#### [Work to be completed]
Please restate verbatim the lines that open the listing below, ending with the line in which "toxicity threshold, etc." occurs.

#### [Records to use]
PR #813, opened 2017-07-28
New Queue

okbel:
## What does this PR do?
- Separate Queue, called New (shows if there is no Pre-Mod queue)
- "New" queue only contains comments that have not been Accepted or Rejected

`Pre-mod` = stream/system set to pre-mod on

`Reported` = user reported, suspect words, `system reported` aka trust, perspective toxicity threshold, etc.

--  If someone hits a trust threshold -- is their comment marked as `reported` `flagged` or `premod`

So the options would be:
New | Reported | Approved | Rejected | All

or

Pre-Mod | Reported | Approved | Rejected | All

## How do I test this PR?
- Create a new asset
- Switch it to premod
- Go to admin
- Switch between articles 
- Notice that Pre-Mod Tab shows up when the article has premod enabled, and New when it's disabled.

- Try to go to `http://localhost:3000/admin/moderate/new/a36b75ed-e1d0-4c8b-8905-7c8e08971730`
- Erase the `new`
- It should go to `reported` if there is reported comments, then `premod` if premod is enabled, and if not, it will default to `new`


alinhle:
Without doing a full review I noticed these two points have not been dealt with yet:
- From the story:
> If there is anything that has been "reported" then moderation opens on this tab, if not default open to "New"
- After a moderation action has been taken, by the user or by a subscription update then the comment should be removed from the queue and appear in appropiate queues (e.g. rejected should go to rejected, etc...)

okbel:
> After a moderation action has been taken, by the user or by a subscription update then the comment should be removed from the queue and appear in appropiate queues (e.g. rejected should go to rejected, etc...)

This one has been taken care of. There were some missing new queue names for the subscription.

And for this one:

> If there is anything that has been "reported" then moderation opens on this tab, if not default open to "New"

I'm comming up with a solution.

okbel:
Done! Ready :)

client/coral-admin/src/AppRouter.js
```diff
@@ -47,18 +51,19 @@ const routes = (
...
         </Route>
-        <Route path='flagged' components={Moderation}>
+        <Route path='reported' components={Moderation}>
           <Route path=':id' components={Moderation} />
         </Route>
-        <Redirect from=':id' to='all/:id' />
+
+        <Route path=':id' components={Moderation} />
+
         <IndexRedirect to='all' />
```
alinhle: This line should be removed as we don't want to automatically redirect to the "all" tab.

alinhle: Also the other IndexRedirect should be removed as well on line 18: https://github.com/coralproject/talk/pull/813/files#diff-c7143cc58e326db8b86b6cdbb68e6170R18

client/coral-admin/src/AppRouter.js
```diff
@@ -35,10 +35,14 @@ const routes = (
       {/* Moderation Routes */}
 
       <Route path='moderate' component={ModerationLayout}>
+
```
alinhle: New IndexRoute should exist here to route to `Moderation` e.g. `<IndexRoute component={Moderation} />`.

client/coral-admin/src/routes/Moderation/components/Moderation.js
```diff
@@ -7,6 +7,7 @@ import ModerationMenu from './ModerationMenu';
 import ModerationHeader from './ModerationHeader';
 import ModerationKeysModal from '../../../components/ModerationKeysModal';
 import StorySearch from '../containers/StorySearch';
+import {isPremod, getModPath} from '../../../utils';
 
 export default class Moderation extends Component {
```
alinhle: The routing code should not exist here but in the _container_. Here we only want to have _presentational_ related code.

client/coral-admin/src/routes/Moderation/components/Moderation.js
```diff
@@ -19,6 +20,17 @@ export default class Moderation extends Component {
   }
 
   componentWillMount() {
+    const {router, root: {settings, reportedCount}} = this.props;
+
+    // Will update the URL to premod or new based on the moderation of All Streams
+    // If there is a reported comments, reported queue has priority!
+    if (!router.params.id) {
```
alinhle: The conditional should be to check if we are currently at the `IndexRoute` and redirect to the correct "queue" if true.

client/coral-admin/src/routes/Moderation/components/Moderation.js
```diff
@@ -30,6 +42,19 @@ export default class Moderation extends Component {
...
+
+    // Will update the URL to premod or new based on the moderation of the *asset*
+    // If there is a reported comments, reported queue has priority!
+    if (route.path === ':id') {
+      const queue = isPremod(asset.settings.moderation) ? 'premod' : 'new';
+      router.push(
+        getModPath(reportedCount ? 'reported' :  queue, asset.id)
+      );
+    }
+  }
```
alinhle: This shouldn't be necessary at all.

client/coral-admin/src/routes/Moderation/components/Moderation.js
```diff
@@ -19,6 +20,17 @@ export default class Moderation extends Component {
...
+
+    // Will update the URL to premod or new based on the moderation of All Streams
+    // If there is a reported comments, reported queue has priority!
+    if (!router.params.id) {    
+      const queue = isPremod(settings.moderation) ? 'premod' : 'new';
+      router.push(
+        getModPath(reportedCount ? 'reported' : queue)
+      );
+    }
+
```
alinhle: This code should live in the  `container`.

client/coral-admin/src/routes/Moderation/components/Moderation.js
```diff
@@ -58,8 +83,14 @@ export default class Moderation extends Component {
...
   getComments = () => {
-    const {root, route} = this.props;
-    const activeTab = route.path === ':id' ? 'premod' : route.path;
+    const {root, root: {asset, settings}, router, route} = this.props;
+
+    // Grab premod from asset or from settings
+    const premod = !router.params.id ? settings.moderation : asset.settings.moderation;
+
+    const queue = isPremod(premod) ? 'premod' : 'new';
+    const activeTab = router.params.id ? queue : route.path;
```
alinhle: `activeTab` should be taken from `props` instead of recalculating it here.

client/coral-admin/src/routes/Moderation/components/Moderation.js
```diff
@@ -137,12 +170,14 @@ export default class Moderation extends Component {
...
           allCount={root.allCount}
+          newCount={root.newCount}
           acceptedCount={root.acceptedCount}
           premodCount={root.premodCount}
           rejectedCount={root.rejectedCount}
-          flaggedCount={root.flaggedCount}
+          reportedCount={root.reportedCount}
           selectSort={this.props.setSortOrder}
           sort={this.props.moderation.sortOrder}
+          premodEnabled={assetId ? isPremod(root.asset.settings.moderation) : isPremod(settings.moderation)}
```
alinhle: Whether or not premod is enabled should be calculated in the `container` and passed down to this components, as this should be purely presentational.

client/coral-admin/src/routes/Moderation/components/StorySearch.js
```diff
@@ -64,14 +65,15 @@ const StorySearch = (props) => {
...
+
                   return <Story
                     key={i}
                     id={story.id}
                     title={story.title}
                     createdAt={new Date(story.created_at).toISOString()}
                     open={storyOpen}
                     author={story.author}
-                    goToStory={props.goToStory}
+                    goToStory={() => props.goToStory(story.id, isPremod(story.settings.moderation))}
```
alinhle: No need to pass in `isPremod`, see below.

client/coral-admin/src/routes/Moderation/containers/StorySearch.js
```diff
@@ -57,15 +57,15 @@ class StorySearchContainer extends React.Component {
     this.props.storySearchChange(searchValue);
   }
 
-  goToStory = (id) => {
+  goToStory = (id, premod) => {
     const {router} = this.props;
-    router.push(`/admin/moderate/all/${id}`);
+    router.push(`/admin/moderate/${premod ? 'premod' : 'new'}/${id}`);
```
alinhle: This should always point to `/admin/moderate/${id}`

client/coral-admin/src/routes/Moderation/containers/Moderation.js
```diff
@@ -337,10 +350,17 @@ const withModQueueQuery = withQuery(gql`
...
+      }
     }
     allCount: commentCount(query: {
       asset_id: $asset_id
     })
+    newCount: commentCount(query: {
+      statuses: [NONE, PREMOD],
+      asset_id: $asset_id
+    })
     acceptedCount: commentCount(query: {
```
alinhle: For consistency this should also be called `approvedCount`

client/coral-admin/src/routes/Moderation/containers/Moderation.js
```diff
@@ -380,6 +401,10 @@ const withQueueCountPolling = withQuery(gql`
...
```
alinhle: For consistency this should also be called `approvedCount`

client/coral-admin/src/routes/Moderation/components/Moderation.js
```diff
@@ -112,14 +142,17 @@ export default class Moderation extends Component {
     case 'all':
       activeTabCount = root.allCount;
       break;
+    case 'new':
+      activeTabCount = root.newCount;
+      break;
     case 'accepted':
       activeTabCount = root.acceptedCount;
```
alinhle: For consistency this should also be called `approvedCount`

client/coral-admin/src/routes/Moderation/components/Moderation.js
```diff
@@ -112,14 +142,17 @@ export default class Moderation extends Component {
     case 'all':
       activeTabCount = root.allCount;
       break;
+    case 'new':
+      activeTabCount = root.newCount;
+      break;
     case 'accepted':
```
alinhle: This should be `approved`.

client/coral-admin/src/routes/Moderation/components/Moderation.js
```diff
@@ -137,12 +170,14 @@ export default class Moderation extends Component {
         <ModerationMenu
           asset={asset}
           allCount={root.allCount}
+          newCount={root.newCount}
           acceptedCount={root.acceptedCount}
```
alinhle: For consistency this should also be called `approvedCount`

client/coral-admin/src/routes/Moderation/components/ModerationMenu.js
```diff
@@ -4,51 +4,69 @@ import styles from './styles.css';
...
-) => {
-
-  function getPath (type) {
-    return asset ? `/admin/moderate/${type}/${asset.id}` : `/admin/moderate/${type}`;
-  }
-
+const ModerationMenu = ({
+  asset = {}, 
+  allCount,
+  acceptedCount,
```
alinhle: For consistency this should also be called `approvedCount`

client/coral-admin/src/routes/Moderation/components/ModerationMenu.js
```diff
@@ -4,51 +4,69 @@ import styles from './styles.css';
...
-            <Icon name='access_time' className={styles.tabIcon} /> {t('modqueue.premod')} <CommentCount count={premodCount} />
+            <Icon name='flag' className={styles.tabIcon} /> {t('modqueue.reported')} <CommentCount count={reportedCount} />
           </Link>
           <Link
-            to={getPath('flagged')}
+            to={getModPath('approved', asset.id)}
             className={`mdl-tabs__tab ${styles.tab}`}
             activeClassName={styles.active}>
-            <Icon name='flag' className={styles.tabIcon} /> {t('modqueue.flagged')} <CommentCount count={flaggedCount} />
+            <Icon name='check' className={styles.tabIcon} /> {t('modqueue.approved')} <CommentCount count={acceptedCount} />
```
alinhle: For consistency this should also be called `approvedCount`

client/coral-admin/src/graphql/utils.js
```diff
@@ -66,21 +66,27 @@ function addCommentToQueue(root, queue, comment, sort) {
 
 function getCommentQueues(comment) {
   const queues = ['all'];
+
   if (comment.status === 'ACCEPTED') {
     queues.push('accepted');
```
alinhle: This should be `approved`.

client/coral-admin/src/graphql/utils.js
```diff
@@ -66,21 +66,27 @@ function addCommentToQueue(root, queue, comment, sort) {
...
   ) {
     queues.push('flagged');
   }
+  else if (comment.status === 'PREMOD') {
+    queues.push('premod');
+    queues.push('new');
+  } 
+  if (comment.status === 'NONE') {
+    queues.push('new');
+  }
```
alinhle: Are those changes above intentional? It means that if a comment is `flagged` it will not appear in the `premod`  queue. It essentially means if a comment gets flagged, it will be removed from the `premod`, which I don't think is good, because flags are made by users and I don't want users to remove stuff from queues.

client/coral-admin/src/graphql/utils.js
```diff
@@ -66,21 +66,27 @@ function addCommentToQueue(root, queue, comment, sort) {
...
     queues.push('accepted');
   }
   else if (comment.status === 'REJECTED') {
     queues.push('rejected');
   }
-  else if (comment.status === 'PREMOD') {
-    queues.push('premod');
-  }
-  if (
+  else if (
```
alinhle: This should remain an `if` condition instead of `else if` (see explanation above/below)

client/coral-admin/src/graphql/utils.js
```diff
@@ -66,21 +66,27 @@ function addCommentToQueue(root, queue, comment, sort) {
...
     ['NONE', 'PREMOD'].indexOf(comment.status) >= 0
     && comment.actions && comment.actions.some((a) => a.__typename === 'FlagAction')
   ) {
     queues.push('flagged');
   }
+  else if (comment.status === 'PREMOD') {
```
alinhle: This should move up to join the other `else if` conditions (see explanation above/below)

client/coral-admin/src/graphql/utils.js
```diff
@@ -66,21 +66,27 @@ function addCommentToQueue(root, queue, comment, sort) {
...
+    queues.push('premod');
+    queues.push('new');
+  } 
+  if (comment.status === 'NONE') {
```
alinhle: This should be an `else if condition` and move up to join the other `else if` conditions (see explanation above/below)

alinhle (changes requested):
See comments above

client/coral-admin/src/routes/Moderation/components/Moderation.js
okbel: This one is necessary when there is a transition that updates. i.e clicking the StorySearch results

alinhle: It's not necessary because switching routes result in a _remount_, resulting a call to `componentWillMount`.

okbel: It doesn't result in a remount. It's just updating the props :/ Checking

client/coral-admin/src/routes/Moderation/components/Moderation.js
okbel: I need this to use it on the `componentWillMount` here because in the container I don't have `root` data populated. :/

client/coral-admin/src/routes/Moderation/components/Moderation.js
alinhle: Oops I guess I was wrong, I tested this and apparently I did not 😭

kgardnr:
This is amaaaaazing @okbel!!!! If @cvle is good with the updates, let's merge it!!

alinhle (approved):
Awesome! Looks good now :-) 

_Fyi @okbel I added a couple of remaining small changes that I found_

#### [Response to this exercise]
PR #813, opened 2017-07-28
New Queue

okbel:
## What does this PR do?
- Separate Queue, called New (shows if there is no Pre-Mod queue)
- "New" queue only contains comments that have not been Accepted or Rejected

`Pre-mod` = stream/system set to pre-mod on

`Reported` = user reported, suspect words, `system reported` aka trust, perspective toxicity threshold, etc.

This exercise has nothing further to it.